Despite “going out” twice as often as Generation X and three times as often as Boomers, a survey finds that members of the millennial generation still spend less each month overall.

According to TD Bank’s Consumer Spending Index, the average American consumer spends more than $1,000 each month on discretionary items and approximately $1,600 per month on bills, adding up to around $32,000 each year. But millennials spend $26,000 per year.

So how do they manage to spend less when they're going out more? In short, it may be a combination of thrifty lifestyles and credit-wary attitudes.

Dining out more

It’s no secret that members of the millennial generation are big fans of getting their caffeine fix. They also seem to love dining out more compared to older generations. But even though they go out for food more often, they appear to be forking over smaller sums of money than other generations.

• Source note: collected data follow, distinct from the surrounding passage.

PR #2970, opened 2020-11-10
Convert port string to number

### LINKED ISSUE #2954: grunt server: 'port' switch doesn't work
According to the documentation in [grunt.md](https://github.com/adaptlearning/adapt_framework/blob/master/GRUNT.md) I should be able to change the port number used by the `grunt server` command by doing `grunt server --port=9002` - but when I run the command it errors with 'Fatal error: Port 9002 is already in use by another process'. It does this no matter what port number I choose, even if I use 9001 (which is what it defaults to normally)

FW: v5.7.1
Node: v10.13.0
grunt-cli: v1.2.0
grunt: v1.1.0

Tested on both Windows 10 and macOS 10.15

tomgreenfield:
Reference: https://github.com/gruntjs/grunt-contrib-connect/issues/254.

Resolves #2954.

### DIFF
--- a/grunt/config/connect.js
+++ b/grunt/config/connect.js
@@ -1,6 +1,6 @@
 module.exports = function(grunt, options) {
 
-  var port = grunt.option('port') || 9001;
+  var port = parseInt(grunt.option('port')) || 9001;
   var host = grunt.option('host') || 'localhost';
 
   return {


moloko (approved):

oliverfoster (approved):

cahirodoherty-learningpool (approved):
👀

One exception, however, is in the coffee and fast food arena; millennials spend more than average in this category. Coffee and food to-go takes an $80/month bite out of the wallets of millennials, while other generations are spending $67/month on the same expenses.

However, millennials are still spending less overall in spite the fact that they’re dining out more often (around 13 times each month). Millennials spend $103 per month on meals out. Generation X and Boomers are spending more in this category, at $123/month and $139/month, respectively.

Going easy on credit

Millennials also aren’t spending as much on credit cards. Instead, they’re splitting their spending evenly between credit and debit cards -- much more than other generations.

While the average consumer racks up $4,700 on credit cards each year, millennials are spending about $3,300/year in credit. The group is more likely to use cash, a debit card, or a check to pay for purchases. Such forms of payment account for 50% of their overall monthly spending.

But while opting for debit over credit does have advantages, experts say millennials may be missing out on some of the perks of using credit cards. Certain benefits of using a credit card, such as cash back rewards, could be particularly useful in the lives of this on-the-go generation.

"For those who dine out, shop, and go out frequently, strategically using credit for those purchases can impact your overall budget," said Julie Pukas, head of U.S. Bankcard and Merchant Solutions at TD Bank, in a statement. Without balanced spending on credit, Pukas says, millennial consumers could be missing out on rewards that could help them spend even less overall.